(Goal of the exercise)
Exactly as they appear below, repeat the lines from the one with "I think it's" through the one with "is a registry", and no others.

(Information given)
============

PR #1297, opened 2019-03-29
lower "AJAX request" log to debug level

brunojcm:
My app does a lot of AJAX requests for each client, so basically the log is flooded with this message :)

I think it's more like a debug than info, what do you think?


leleuj:
Yes, good point. Can you submit the same PR for the 3.7.x branch? Thanks

PR #1299, opened 2019-05-07
Add a link to akka-http-pac4j in README

vidma:
@leleuj 

added a demo project too: https://github.com/vidma/akka-http-pac4j-demo  tested with LDAP & SAML - works fine.


vidma:
to my knowledge, there are no docs. so I created a demo project from scratch. it wasn't as hard as I thought :)

most likely it doesn't work in akka-http Java, as it's all scala code and it uses `scaladsl` for directives like `withAuthentication` inside the routes file (which is like `routes + controller` in the same file).

leleuj:
@vidam Thanks for the pointer. I just updated the README and website...

Issue #1301, opened 2019-05-13
CsrfTokenGeneratorAuthorizer does not handle cookie maxAge


gaetan224:
CsrfTokenGeneratorAuthorizer does not handle cookie maxAge

PR #1302, opened 2019-05-13
add_maxAge_csrf_token_cookie

gaetan224:
proposed pr for #1301


leleuj:
You'll need to submit the same PR for the 3.7.x branch which is used by the current vertx-pac4j version...

PR #1304, opened 2019-05-16
Support response mode in any order

minfrin:
In https://openid.net/specs/oauth-v2-multiple-response-types-1_0.html#RegistryContents there
is a registry defined of possible response type combinations, however
https://openid.net/specs/oauth-v2-multiple-response-types-1_0.html#Terminology in the
same spec adds the proviso that order does not matter, and pac4j until now does not support
this.

Switch to the com.nimbusds.oauth2.sdk.ResponseType implementation for response type
handling, which supports any order.


minfrin:
Please backport to v3.7.x if possible.

pac4j-oidc/src/main/java/org/pac4j/oidc/config/OidcConfiguration.java
```diff
@@ -282,11 +299,16 @@ public void setResourceRetriever(final ResourceRetriever resourceRetriever) {
...
+        return responseType.toString();
     }
 
     public void setResponseType(final String responseType) {
-        this.responseType = responseType;
+        responseTypeException = null;
+        try {
+            this.responseType = ResponseType.parse(responseType);
+        } catch (ParseException e) {
+            responseTypeException = new TechnicalException("Unrecognised responseType: " + responseType, e);
```
leleuj: Let's make things more simple: directly throw the `TechnicalException` here.

leleuj:
For the backport, I'd prefer you submit a new PR. Thanks

pac4j-oidc/src/main/java/org/pac4j/oidc/config/OidcConfiguration.java
minfrin: This changes the behaviour of the code to throw exceptions in the setters rather than in the init method like now, however if you're happy the change in behaviour is not a problem I'll update it.

leleuj: yes, but in any case, the exception will be thrown when the object is initialized so the behavior is changed. So I'd prefer to throw it as early as possible. Given the fact that this exception should never be thrown.

leleuj:
It's merged.

minfrin:
Thanks for this.

Syncing branches with forks in order to do the backport for you seems to be a difficult task, the advice I've found is to blow away the fork and start again.

Let me do that quickly and submit a backport PR.

minfrin:
Backport is here: https://github.com/pac4j/pac4j/pull/1306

============

(Response to this exercise)
I think it's more like a debug than info, what do you think?


leleuj:
Yes, good point. Can you submit the same PR for the 3.7.x branch? Thanks

PR #1299, opened 2019-05-07
Add a link to akka-http-pac4j in README

vidma:
@leleuj 

added a demo project too: https://github.com/vidma/akka-http-pac4j-demo  tested with LDAP & SAML - works fine.


vidma:
to my knowledge, there are no docs. so I created a demo project from scratch. it wasn't as hard as I thought :)

most likely it doesn't work in akka-http Java, as it's all scala code and it uses `scaladsl` for directives like `withAuthentication` inside the routes file (which is like `routes + controller` in the same file).

leleuj:
@vidam Thanks for the pointer. I just updated the README and website...

Issue #1301, opened 2019-05-13
CsrfTokenGeneratorAuthorizer does not handle cookie maxAge


gaetan224:
CsrfTokenGeneratorAuthorizer does not handle cookie maxAge

PR #1302, opened 2019-05-13
add_maxAge_csrf_token_cookie

gaetan224:
proposed pr for #1301


leleuj:
You'll need to submit the same PR for the 3.7.x branch which is used by the current vertx-pac4j version...

PR #1304, opened 2019-05-16
Support response mode in any order

minfrin:
In https://openid.net/specs/oauth-v2-multiple-response-types-1_0.html#RegistryContents there
is a registry defined of possible response type combinations, however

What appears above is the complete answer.